::: Data :::

PR #251, opened 2022-12-16
Added analisys tags

drblallo:


aleclearmind:
Unfortunately this does not work. We need to be able to schedule analysis that require nothing (pure model) *after* DLA.
Tags do not have enough expressive power for this. We need lists `:'(`

drblallo:
can't you just put them as dla step analysis?

aleclearmind:
That means that every time we want to run a pure model analysis, we need to prepare all the inputs for DLA. It doesn't solve the problem we were trying to solve.

We need to express in distinct ways *what is needed to run the analysis* and *when do we want to run the analysis*. The first thing is fixed, the second is different depending on what you're trying to do (initial auto-analysis vs later analyses).

aleclearmind:
Can you implement the `initial-auto-analysis` analysis pipeline? Knowing that works enables me to more easily review bottom up.

include/revng/PipelineC/Prototypes.h
```diff
@@ -289,6 +289,51 @@ rp_manager_run_analysis(rp_manager *manager,
...
+ */
+uint64_t rp_manager_get_analyses_list_count(rp_manager *manager);
+
+/**
+ * \return the name of a give analyses list
+ */
+const char *rp_analyses_list_get_name(rp_analyses_list *list);
+
+/**
+ * \return the leght of the give analyses list
```
aleclearmind, line 303: `s/leght/length/`

include/revng/PipelineC/Prototypes.h
```diff
@@ -289,6 +289,51 @@ rp_manager_run_analysis(rp_manager *manager,
                         rp_invalidations *invalidations,
                         const rp_string_map *options);
 
+/**
+ * \return the number of analyses lists loaded in the pipeline
+ */
+uint64_t rp_manager_get_analyses_list_count(rp_manager *manager);
+
+/**
+ * \return the name of a give analyses list
```
aleclearmind, line 298: `s/give/given/`

lib/PipelineC/PipelineC.cpp
```diff
@@ -846,6 +846,47 @@ const rp_kind *rp_analysis_get_argument_acceptable_kind(rp_analysis *analysis,
...
+}
+
+uint64_t rp_analyses_list_count(rp_analyses_list *list) {
+  return list->size();
+}
+
+rp_analysis *rp_manager_get_analysis(rp_manager *manager,
+                                     rp_analyses_list *list,
+                                     uint64_t index) {
+  return &manager->getAnalysis(list->at(index));
```
aleclearmind, line 869: It's a bit weird that you need `manager` to do this, but OK.

lib/Pipes/PipelineManager.cpp
```diff
@@ -374,6 +374,39 @@ llvm::Error PipelineManager::produceAllPossibleTargets(bool ExpandTargets) {
...
+                             const llvm::StringMap<std::string> &Options,
+                             llvm::raw_ostream *DiagnosticLog) {
+  auto Result = Runner->runAnalyses(List, Map, Options);
+  if (not Result)
+    return Result.takeError();
+
+  recalculateAllPossibleTargets();
+
+  // TODO: to remove once invalidations are working
+  if (auto Invalidations = invalidateAllPossibleTargets(); !!Invalidations)
```
aleclearmind, line 402: Mmmh, is this the same behavior of running an individual analysis?
Do we say "always everything invalidated" even if we run a single analysis?

share/revng/pipelines/analyses-lists.yml
```diff
@@ -0,0 +1,10 @@
+#
+# This file is distributed under the MIT License. See LICENSE.md for details.
+#
+
+AnalysesLists:
+  - Name: initial-auto-analysis
+    Analyses:
+      - ImportBinary
+      - AddPrimitiveTypes
+      - DetectABI
```
aleclearmind, line 10: What's the story for the `revng-c` side?
Do we want to support augmenting an existing list with additional analyses or do we simple run a new one from scratch?

IIRC the second one. If so, please make a PR for revng-c too.
Once that's done we can pass things to @mrjackv so he can fix `GraphQL` API and revng-ui.

aleclearmind (changes requested):

lib/Pipes/PipelineManager.cpp
drblallo: yeah, but this is to be dropped when the invalidation works correclty

share/revng/pipelines/analyses-lists.yml
drblallo: https://rev.ng/gitlab/revng-private/revng-c/-/merge_requests/131/diffs?commit_id=9dadc43af0bc14c2154c80efa9b4c800dc0051fa added here

lib/PipelineC/PipelineC.cpp
aleclearmind: Nah, maybe in the future.

aleclearmind:
Please rebase.

mrjackv:
> Please rebase.

Done

python/revng/cli/_commands/daemon_self_test.py
```diff
@@ -119,7 +119,18 @@ async def run_self_test(self, executable_path: str):
...
+
+            if "revng-initial-auto-analysis" in list_names:
+                await client.execute(
+                    gql("""mutation { runAnalysesList(name: "revng-initial-auto-analysis") }""")
+                )
+            if "revng-c-initial-auto-analysis" in list_names:
+                await client.execute(
+                    gql("""mutation { runAnalysesList(name: "revng-c-initial-auto-analysis") }""")
+                )
             self.log("Autoanalysis complete")
```
aleclearmind, line 134: We should assert if there's neither `revng-initial-auto-analysis` nor `revng-c-initial-auto-analysis`, now we silently proceed.

PR #254, opened 2022-12-22
 hitman-vscode integration

mrjackv:


lib/PipelineC/PipelineC.cpp
```diff
@@ -807,7 +807,9 @@ const char *rp_container_get_mime(rp_container *container) {
 
 const char *
 rp_container_extract_one(rp_container *container, rp_target *target) {
-  revng_check(container->second->enumerate().contains(*target));
+  if (!container->second->enumerate().contains(*target)) {
+    return nullptr;
+  }
```
aleclearmind, line 811: > Fix PipelineC aborting when it should return nullptr

The docs says otherwise:

```
include/revng/PipelineC/Prototypes.h-/**
include/revng/PipelineC/Prototypes.h- * \return the serialized content of the element associated to the provided
include/revng/PipelineC/Prototypes.h- * target,
include/revng/PipelineC/Prototypes.h- *
include/revng/PipelineC/Prototypes.h- * \note Target must be already present in container
include/revng/PipelineC/Prototypes.h- */
include/revng/PipelineC/Prototypes.h-const char * /*owning*/
include/revng/PipelineC/Prototypes.h:rp_container_extract_one(rp_container *container, rp_target *target);
```

Do we have an API to check if the target is available before calling this?
If you really want to return `nullptr`, we need to update the doc.

I know you don't like `abort`s, but remember that this is an internal API, it's not going to be used by users, so forcing ourselves to do extra checks is not too bad.

python/revng/cli/_commands/daemon.py
```diff
@@ -68,6 +68,8 @@ def run(self, options: Options):
             elif bind.startswith("unix:"):
                 _, path = bind.split(":", 1)
                 args.extend(["--uds", path])
+            elif bind == "none":
+                pass
```
aleclearmind, line 75: Can you doc this in the help of the `-b` argument?

python/revng/daemon/event_manager.py
```diff
@@ -0,0 +1,135 @@
...
+            return result
+
+        return inner
+
+    return decorator
+
+
+class EventHandler(Protocol):
+    def __call__(self, manager: Manager, event_type: EventType, token: str):
+        ...
```
aleclearmind, line 45: Is this equivalent to `pass`?

python/revng/api/listenable_manager.py
```diff
@@ -1,62 +0,0 @@
...
-
-class EventType(Enum):
-    BEGIN = auto()
-    CONTEXT = auto()
-
-
-EventHandler = Callable[[Manager, EventType], Any]
-
-
-class ListenableManager(Manager):
```
aleclearmind, line 23: Aaaah nice

python/revng/daemon/event_manager.py
```diff
@@ -0,0 +1,135 @@
...
+        begin_step.save(tmpdir)
+        self.write_fifo(f"PUSH begin {tmpdir} {token}\n")
+
+
+class ContextListener(BaseListener):
+    def __call__(self, manager: Manager, type_: EventType, token: str):
+        assert type_ == EventType.CONTEXT
+        tmpdir = mkdtemp()
+        manager.save_context(tmpdir)
+        self.write_fifo(f"PUSH context {tmpdir} {token}\n")
```
aleclearmind, line 135: Is it really necessary to have two of them? Let's merge them.

python/revng/daemon/event_manager.py
```diff
@@ -0,0 +1,135 @@
...
+
+from revng.api import Manager
+
+
+class EventType(Enum):
+    BEGIN = auto()
+    CONTEXT = auto()
+
+
+def emit_event(event_type: EventType):
```
aleclearmind, line 28: This is not straightforward, it does some magic with the first argument.
Docs!

python/revng/daemon/__init__.py
```diff
@@ -93,19 +94,35 @@ def shutdown():
...
-app = Starlette(
-    debug=DEBUG,
-    middleware=[
+def get_middlewares() -> List[Middleware]:
+    extra_middlewares: List[Middleware] = []
+    if "STARLETTE_MIDDLEWARES" in os.environ:
+        for element in os.environ["STARLETTE_MIDDLEWARES"].split(","):
+            module_path, attribute_name = element.split(":", 1)
+            module = import_module(module_path)
+            if not hasattr(module, attribute_name):
```
aleclearmind, line 44: 1. Can we go by convention? That is, force middlewares to implement a function/object whatever with a specific name.
2. Have you considered making a canonical path where to put middlewares so we don't need an additional `STARLETTE_MIDDLEWARES`.

Conventions are good!

include/revng/PipelineC/Prototypes.h
```diff
@@ -765,3 +766,25 @@ const char * /* owning */
...
+ * \return the pointer at the start of the buffer
+ */
+const char *rp_buffer_data(const rp_buffer *buffer);
+
+/**
+ * Free a rp_buffer
+ */
+void rp_buffer_destroy(const rp_buffer *buffer);
+
+/** \} */
```
aleclearmind, line 790: Nice!

include/revng/PipelineC/ForwardDeclarations.h
```diff
@@ -21,3 +21,4 @@ typedef const pipeline::DiffMap rp_diff_map;
 typedef ErrorList rp_error_list;
 typedef llvm::StringMap<std::string> rp_string_map;
 typedef pipeline::InvalidationMap rp_invalidations;
+typedef llvm::SmallString<0> rp_buffer;
```
aleclearmind, line 24: Why `SmallString`? It's not a string in the general case.

aleclearmind (changes requested):

aleclearmind:
Split `Miscellaneous fixes`, many small commits are good!

include/revng/PipelineC/ForwardDeclarations.h
mrjackv: I can put `llvm::SmallVector<char, 0>` if it makes it clearer on the intentions

python/revng/daemon/util.py
```diff
@@ -64,3 +66,12 @@ def project_workdir() -> Optional[Path]:
 
 def target_dict_to_graphql(target_dict: Dict[str, str]):
     return {"pathComponents": target_dict["path_components"], **target_dict}
+
+
+def produce_serializer(input_: Dict[str, str | bytes]) -> str:
+    return json.dumps(
+        {
+            key: (value if isinstance(value, str) else b64encode(value).decode("utf-8"))
```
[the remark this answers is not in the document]
mrjackv: Yes

https://pad.rev.ng/emEtVjiLTz2dRCnf9avSng?both#MIME-types

> Mimes that are not text/* or image/svg will be transmitted over GraphQL via Base64 encoding

python/revng/daemon/event_manager.py
mrjackv: Yes
In the wild I've (anectdotally) seen `...` used more for ABCs and Protocols but nothing more

lib/PipelineC/PipelineC.cpp
mrjackv: There's `rp_target_is_ready` but I'd argue that it's more consistent with the rest of the API where `nullptr` says it's not present

python/revng/daemon/__init__.py
mrjackv: 1. We can do that, but then it's a bit annoying if you have a package providing more than one middleware
2. That's possible but __really__ annoying, e.g. right now the auth middleware it's packaged and can declare dependencies and be cleanly packaged

python/revng/cli/_commands/daemon.py
mrjackv: Done

python/revng/daemon/event_manager.py
mrjackv: Added

python/revng/daemon/event_manager.py
mrjackv: Eh, I'd say it'd only make it harder and more complicated to read if they were merged
Also this snippet makes it pretty explicit what they do (and it's one and one thing only)
```python
            if string_type == "begin":
                self.add_event_listener(EventType.BEGIN, BeginListener(Path(fifo_path)))
            elif string_type == "context":
                self.add_event_listener(EventType.CONTEXT, ContextListener(Path(fifo_path)))
```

:::

=== Task item ===
Nothing but the lines from the top of the entries above through the line with "That means that" should be set down, each exactly as written.

=== Result of the exercise ===
PR #251, opened 2022-12-16
Added analisys tags

drblallo:


aleclearmind:
Unfortunately this does not work. We need to be able to schedule analysis that require nothing (pure model) *after* DLA.
Tags do not have enough expressive power for this. We need lists `:'(`

drblallo:
can't you just put them as dla step analysis?

aleclearmind:
That means that every time we want to run a pure model analysis, we need to prepare all the inputs for DLA. It doesn't solve the problem we were trying to solve.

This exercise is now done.